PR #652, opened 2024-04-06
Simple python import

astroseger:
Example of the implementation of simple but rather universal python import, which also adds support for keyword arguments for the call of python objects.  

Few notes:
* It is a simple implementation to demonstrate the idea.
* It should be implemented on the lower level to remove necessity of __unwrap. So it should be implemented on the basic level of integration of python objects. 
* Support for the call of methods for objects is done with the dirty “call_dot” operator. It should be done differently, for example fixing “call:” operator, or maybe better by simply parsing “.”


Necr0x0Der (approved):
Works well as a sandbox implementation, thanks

--------------------------------------------------

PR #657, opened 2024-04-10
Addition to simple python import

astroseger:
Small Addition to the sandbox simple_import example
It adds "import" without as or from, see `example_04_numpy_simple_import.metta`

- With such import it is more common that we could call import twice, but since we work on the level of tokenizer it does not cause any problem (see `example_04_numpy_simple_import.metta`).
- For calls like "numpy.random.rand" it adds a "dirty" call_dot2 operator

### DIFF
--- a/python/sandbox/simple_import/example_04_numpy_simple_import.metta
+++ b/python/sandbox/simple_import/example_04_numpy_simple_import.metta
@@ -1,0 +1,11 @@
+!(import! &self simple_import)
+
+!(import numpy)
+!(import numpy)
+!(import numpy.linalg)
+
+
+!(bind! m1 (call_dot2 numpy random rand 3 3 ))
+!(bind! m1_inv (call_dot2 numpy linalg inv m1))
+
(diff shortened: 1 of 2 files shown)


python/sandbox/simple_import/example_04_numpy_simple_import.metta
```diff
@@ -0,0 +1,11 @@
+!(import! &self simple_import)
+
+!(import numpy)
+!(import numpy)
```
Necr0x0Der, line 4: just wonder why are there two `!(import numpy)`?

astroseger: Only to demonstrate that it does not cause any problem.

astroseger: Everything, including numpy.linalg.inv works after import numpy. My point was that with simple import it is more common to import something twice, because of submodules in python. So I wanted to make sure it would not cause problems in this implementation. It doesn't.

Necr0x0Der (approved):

--------------------------------------------------

#### Your goal
Set down, exactly as they stand above, the lines starting with the line with "PR #652, opened 2024-04-06" and going on through the line with "demonstrate the idea.", and no others.

#### Result below
PR #652, opened 2024-04-06
Simple python import

astroseger:
Example of the implementation of simple but rather universal python import, which also adds support for keyword arguments for the call of python objects.  

Few notes:
* It is a simple implementation to demonstrate the idea.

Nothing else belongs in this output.